◆ EXERCISE INSTRUCTIONS ◆
For the data that follows, report how many lines include the string "autoSetLanModInputForTx", and write the number alone.

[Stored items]
■ ■ ■ ■ ■ ■ ■

PR #1796, opened 2026-06-11
feat: backend session-teardown MOD-input restore for abnormal disconnect (MOR-624)

morozsm:
## Summary

The MOR-618 opt-in auto-LAN feature (T4 of epic MOR-614) restores the radio's previous MOD-input source on a clean TX stop, but on an abnormal disconnect mid-TX (browser closed / network drop) the restore depended on the SAME browser reconnecting (`applyPendingModInputRestoreOnConnect` via localStorage). If that browser never came back, the radio stayed on LAN.

This change tracks the armed restore on the BACKEND session:

- **Frontend** (`mod-input-auto.svelte.ts`): when the auto-LAN SET fires at TX start, additionally send `arm_mod_input_restore { command, source }`; on a clean TX stop (which owns the restore) send `disarm_mod_input_restore` — fired whether or not the restore SET itself is skipped by the mid-TX manual-change guard. The localStorage reconnect path is kept unchanged as a complementary best-effort for the full-server-restart case.
- **Backend** (`web/handlers/control.py`): `arm`/`disarm` are session-local bookkeeping — NOT radio commands — intercepted in `_handle_command` before the `_COMMANDS` gate, so the command catalog (and its docs equality check) stays untouched. The armed `(command, previous_source)` tuple lives on the `ControlHandler`; `run()`'s `finally` calls `_restore_mod_input_on_teardown()`, which enqueues the restore on the shared command queue (which outlives the session) if still armed.

## PttOff-then-restore ordering

A still-armed restore at teardown means the client vanished mid-TX, i.e. the rig may still be keyed. Restoring a non-LAN source (e.g. MIC) while keyed would re-trigger the exact open-mic feedback footgun MOR-614 fixed. The teardown therefore enqueues `PttOff()` FIRST, then the previous-source SET. Best-effort: if the shared poller is shutting down too, the failure is logged at debug level.

## Safety properties

- **Opt-in only** — nothing arms unless the user enabled the auto-LAN toggle and an auto-set actually fired.
- **No behavior change when the toggle is OFF** — the OFF path sends no arm/disarm at all (covered by the existing OFF-behavior test).
- **Audio byte path untouched** — only session bookkeeping + two enqueued poller actions on teardown.

## Gates

| Gate | Result |
|---|---|
| `pytest tests/ --ignore=tests/integration` | 7640 passed, 8 skipped, 3 deselected, 11 xfailed, 1 xpassed |
| `ruff check` + `ruff format --check` | All checks passed · 575 files already formatted |
| `mypy src/` | 21 errors in 8 files — exactly the pre-existing baseline, no new errors |
| `lint-imports` | Contracts: 4 kept, 0 broken |
| `npm run check` | 4256 files, 0 errors, 0 warnings |
| `vitest` (full) | 124 files / 2137 tests passed (touched file: 20/20) |
| `npm run lint` | clean |

## Tests

- New `tests/test_web_mod_input_restore.py`: arm/disarm state machine, unknown-command rejection, teardown enqueues exactly `[PttOff, SetData*ModInput(source)]`, no-op when not armed / after disarm, and `_handle_command` routing with an `ok: true` ack.
- Extended `frontend/.../mod-input-auto.test.ts`: arm sent alongside the auto-LAN SET (active-group routing included), disarm on clean stop (including the manual-mid-TX-change path where the restore SET is skipped), OFF/already-LAN/no-pending paths still send nothing.

Closes MOR-624

### DIFF
--- a/frontend/src/lib/runtime/adapters/__tests__/mod-input-auto.test.ts
+++ b/frontend/src/lib/runtime/adapters/__tests__/mod-input-auto.test.ts
@@ -201,6 +201,11 @@ describe('auto-set at TX start (MOR-618)', () => {
       key: 'data1ModInput',
       source: 0,
     });
+    // MOR-624: backend session-teardown net armed alongside the LAN set.
+    expect(sendCommand).toHaveBeenCalledWith('arm_mod_input_restore', {
+      command: 'set_data1_mod_input',
+      source: 0,
+    });
   });
 
   it('routes to the ACTIVE receiver group (SUB on D2)', async () => {
@@ -216,6 +221,11 @@ describe('auto-set at TX start (MOR-618)', () => {
     await getTxAudioControl().startTx();
 
     expect(sendCommand).toHaveBeenCalledWith('set_data2_mod_input', { source: 5 });
+    // MOR-624: the armed backend net carries the same group + previous source.
+    expect(sendCommand).toHaveBeenCalledWith('arm_mod_input_restore', {
+      command: 'set_data2_mod_input',
+      source: 3,
+    });
   });
 
   it('does nothing when the source is already LAN', async () => {
@@ -272,6 +282,8 @@ describe('restore at TX stop (MOR-618)', () => {
 
     expect(runtime.stopTx).toHaveBeenCalledTimes(1);
     expect(sendCommand).toHaveBeenCalledWith('set_data1_mod_input', { source: 0 });
+    // MOR-624: a clean stop owns the restore — backend teardown net cleared.
+    expect(sendCommand).toHaveBeenCalledWith('disarm_mod_input_restore', {});
     expect(getRadioState()?.data1ModInput).toBe(0);
     expect(pendingInStorage()).toBeNull();
 
@@ -293,7 +305,11 @@ describe('restore at TX stop (MOR-618)', () => {
 
     getTxAudioControl().stopTx();
 
-    expect(sendCommand).not.toHaveBeenCalled();
+    // The manual choice wins: no restore SET — but the backend teardown net
+    // is still cleared (MOR-624), the clean stop owns the restore decision.
+    expect(sendCommand).toHaveBeenCalledTimes(1);
+    expect(sendCommand).toHaveBeenCalledWith('disarm_mod_input_restore', {});
+    expect(sendCommand).not.toHaveBeenCalledWith('set_data1_mod_input', expect.anything());
     expect(pendingInStorage()).toBeNull();
   });
 
--- a/frontend/src/lib/runtime/adapters/mod-input-auto.svelte.ts
+++ b/frontend/src/lib/runtime/adapters/mod-input-auto.svelte.ts
@@ -171,6 +171,12 @@ export function autoSetLanModInputForTx(): void {
   // (MOR-616); the backend confirms via write-through readback (MOR-615).
   patchRadioState({ [key]: LAN_MOD_INPUT_SOURCE } as Partial<ServerState>);
   sendCommand(pending.command, { source: LAN_MOD_INPUT_SOURCE });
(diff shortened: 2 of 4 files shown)


morozsm:
Agent Review: PASS

Independent review of MOR-624 (backend session-teardown MOD-input restore). Verified at PR head `c4d309a5`.

**Backend (`src/rigplane/web/handlers/control.py`)**
- Intercept placement is correct: `arm_mod_input_restore`/`disarm_mod_input_restore` are caught in `_handle_command` (L867-874) AFTER `cmd_id`/`name`/`params` are read and BEFORE the `set_`-prefix rate-limit block (L879), the `_COMMANDS` membership gate (L907), and the `self._radio is None` check (L921). It ACKs and returns. The two names are NOT in `_COMMANDS` — so `tests/test_command_catalog_docs.py` (strict set-equality, L35-38) stays green. Hard-constraint #3 satisfied.
- `_apply_mod_input_restore_cmd`: valid arm records `(command, source)` → `{armed:True}`; unknown command clears to None → `{armed:False}` (no stale arm); disarm clears → `{}`.
- `_restore_mod_input_on_teardown`: clears `self._mod_input_restore` BEFORE any early-return (no double-fire), no-ops on not-armed / no server / no radio / no queue / unknown command, and on the happy path enqueues `PttOff()` THEN `action(source)`, wrapped in try/except so a queue failure cannot crash teardown. Called from `run()` `finally` (L534) AFTER `unregister_control_event_queue` (L533).
- `_MOD_INPUT_RESTORE_ACTIONS` maps exactly the 4 group SET names to the 4 action classes (all already imported). No new mypy errors in `control.py`.
- Verified the shared `CommandQueue.put` path preserves ordering: in a coalesced segment `entries()` extends `ptt` before `dedup` (`runtime/_poller_types.py` L989-995), so `put(PttOff())` then `put(SetData*())` drains as `[PttOff, SetData*]` in production — PttOff-before-SET holds, not just in the stdlib-Queue test.

**Frontend (`mod-input-auto.svelte.ts`)**
- `arm_mod_input_restore` sent only inside `autoSetLanModInputForTx`, after all opt-in guards (enabled / data_mode cap / group read / off-LAN) and after the LAN SET, carrying the PREVIOUS source (`pending.source`), never LAN.
- `disarm_mod_input_restore` sent in `restoreModInputAfterTx` only after `if (!p) return;` and BEFORE the mid-TX-change guard, so it fires even when the restore SET is skipped. `applyPendingModInputRestoreOnConnect` unchanged.

**Constraints**
- Opt-in preserved: a disabled / already-LAN / no-pending TX path sends no arm and triggers no teardown enqueue (gated by the same early returns).
- Audio byte path untouched (only 4 files changed: control.py + 1 frontend adapter + 2 test files).
- Manual-mid-TX-change test not weakened — now asserts exactly 1 call = `disarm`, AND `set_data1_mod_input` NOT called.

**Gates (run in /tmp/pr-1796-review at head)**
- `pytest test_web_mod_input_restore + test_web_ptt_readonly + test_command_catalog_docs`: 24 passed
- Full `pytest tests/ --ignore=tests/integration`: 7640 passed, 8 skipped, 11 xfailed, 1 xpassed, 0 failures
- `ruff check src/ tests/`: All checks passed
- `mypy src/`: Found 21 errors in 8 files (== pre-existing baseline; none in control.py)
- frontend `vitest mod-input-auto.test.ts`: 20 passed

**Noted (non-blocking):** the teardown net enqueues PttOff under a single-operator assumption (armed ⇒ THIS session auto-keyed). In a hypothetical multi-client setup an abnormal disconnect could unkey/retune for a co-connected operator. Acceptable for a Low-priority safety net that only fires on an abnormal mid-TX disconnect of the auto-keying session; flagging for awareness, not a blocker.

■ ■ ■ ■ ■ ■ ■

◆ TASK OUTPUT ◆
2